Like most of my other blogging friends, I feel compelled to blog about the loss of Madeleine L'Engle, who died this week in her late 80s. Though unlike most of my other blogging friends, I don't feel I have much eloquent to say.
My 9-year-old son happens to be reading A Wrinkle in Time this week, for the first time. It's strange to think how, when he started the book several days ago, the author was alive, but he'll end it after she's gone.
I read and liked A Wrinkle in Time as a child, and I suspect my budding scientist son will like it, too. But my favorite book of hers--actually the book I usually consider my favorite book ever--was and is A Ring of Endless Light. Which in fact deals with death, and grief. Also with dolphins. Dolphins have been my favorite animal ever since I read that book at age 13. For some reason, I never read the whole series of books about the Austins... I think I may have read one other, but it was almost like that one book was so perfect to me, I felt like reading another would somehow take away from it. Irrational, I'm sure, but I was 13 and in love with a book.
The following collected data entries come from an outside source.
PR #11, opened 2020-08-07
Add PR action and associated fixes to get it working

thejcannon:
This will allow us to runs several checks on the code and files when a new PR comes in. It also leverages the tool to lint the tool which I think is admirable.

Non-yaml changes are those required to get everything up and running. They are:

- PR \#92 to flakehell was made and applied to the vendored copy to allow subdirectory exclusions
- Since we're vendoring flakehell, we also need to define its `entry_points` (`plugins` in `poetry`)
- The lock file was out of date, so I updated it
- The build system was no longer valid so I updated it with what the docs recommend

### DIFF
--- a/.github/workflows/PR.yml
+++ b/.github/workflows/PR.yml
@@ -1,0 +1,46 @@
+name: PR
+
+on:
+  pull_request:
+    branches:
+      - master
+    paths:
+      - ni_python_styleguide
+      - poetry.lock
+      - pyproject.toml
+
+jobs:
+  pr:
+    runs-on: ubuntu-latest
+    steps:
+      - uses: actions/checkout@v2
+
+    - name: Check Poetry Metadata
+      uses: abatilo/actions-poetry@v1.5.0
+      with:
+        python_version: 3.5.0
+        poetry_version: 1.0
+        args: check
+
+    # @TODO: This is a workaround for there not being a way to check the lock file
+    #   See: https://github.com/python-poetry/poetry/issues/453
+    #   NOTE: We're taking advantage of the fact that "abatilo/actions-poetry"
+    #     has been run, installs poetry globally, and uses pyenv
+    - name: Check for lock changes
+      run: |
+        pyenv latest local 3.5.0
+        python -c "from poetry.factory import Factory; l = Factory().create_poetry('.').locker; exit(0) if l.is_locked() and l.is_fresh() else exit(1)" && echo 'OK'
+
+    - name: Install the Package
+      uses: abatilo/actions-poetry@v1.5.0
+      with:
+        python_version: 3.5.0
+        poetry_version: 1.0
+        args: install
+
+    - name: Lint the Code
+      uses: abatilo/actions-poetry@v1.5.0
+      with:
+        python_version: 3.5.0
+        poetry_version: 1.0
+        args: run ni-python-styleguide lint 
--- a/.github/workflows/PR.yml
+++ b/.github/workflows/PR.yml
@@ -24,11 +24,9 @@ jobs:
 
       # @TODO: This is a workaround for there not being a way to check the lock file
       #   See: https://github.com/python-poetry/poetry/issues/453
-      #   NOTE: We're taking advantage of the fact that "abatilo/actions-poetry"
-      #     has been run, installs poetry globally, and uses pyenv
       - name: Check for lock changes
         run: |
-          pyenv latest local 3.5.8
+          pip install poetry==1.0
           python -c " \
             from poetry.factory import Factory; \
             locker = Factory().create_poetry('.').locker; \
--- a/.github/workflows/PR.yml
+++ b/.github/workflows/PR.yml
@@ -24,8 +24,11 @@ jobs:
 
       # @TODO: This is a workaround for there not being a way to check the lock file
       #   See: https://github.com/python-poetry/poetry/issues/453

I wrote a long letter to Madeleine L'Engle when I was 13. It was maybe 2 or 3 pages, which I suspect blathered on about how much I liked the book and the dolphins and how much it meant to me. But I also remember it was about my wanting to be a writer. Specifically a young adult writer. I think I asked for advice about my own writing. Sadly, stupidly, I lost the letter before I sent it. By the time I gave it up for lost, I felt I could never recreate it. So I never wrote to her. Years later, my father, who worked in Christian publishing for a while, actually knew her in person slightly from some conferences they attended together. I wondered if I should send her another letter then, but felt again like I'd lost my chance, or like I could never remember what I wanted to say, or at least not with the passion of a 13-year-old with a book fresh in her mind. I considered writing about how she'd inspired me as a child, and about how I still wanted to write, and my curiosity on how to juggle faith and fiction. But I didn't. And so now, it's like the last bell sounding to let me know I waited too long. I'm sad, realizing she might have written back, and I might have had a letter from her now. (I do have one somewhere from Judy Blume.) Maybe it would have even helped me to get started sooner on this writing thing!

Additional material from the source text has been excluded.